* [YOUR OBJECTIVE]:
Only lines holding the word "migrate" are wanted from the records; copy all of them.

* [Collected data]:
====
PR #450, opened 2016-03-16
[ADD] crm_helpdesk: Migration scripts

pedrobaeza:


JordiBForgeFlow:
:+1:

addons/crm_helpdesk/migrations/8.0.1.0/post-migration.py
```diff
@@ -0,0 +1,16 @@
...
+
+
+@openupgrade.migrate()
+def migrate(cr, version):
+    pool = pooler.get_pool(cr.dbname)
+    uid = SUPERUSER_ID
+    openupgrade_80.set_message_last_post(cr, uid, pool, ['crm.helpdesk'])
+    openupgrade.map_values(
+        cr, 'priority', openupgrade.get_legacy_name('priority'),
+        [('1', '0'), ('2', '1'), ('3', '2'), ('4', '2')], table='crm_helpdesk')
```
StefanRijnhart: not mapping value '5'?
====
* [ANSWER TO THE PROBLEM]:
+@openupgrade.migrate()
+def migrate(cr, version):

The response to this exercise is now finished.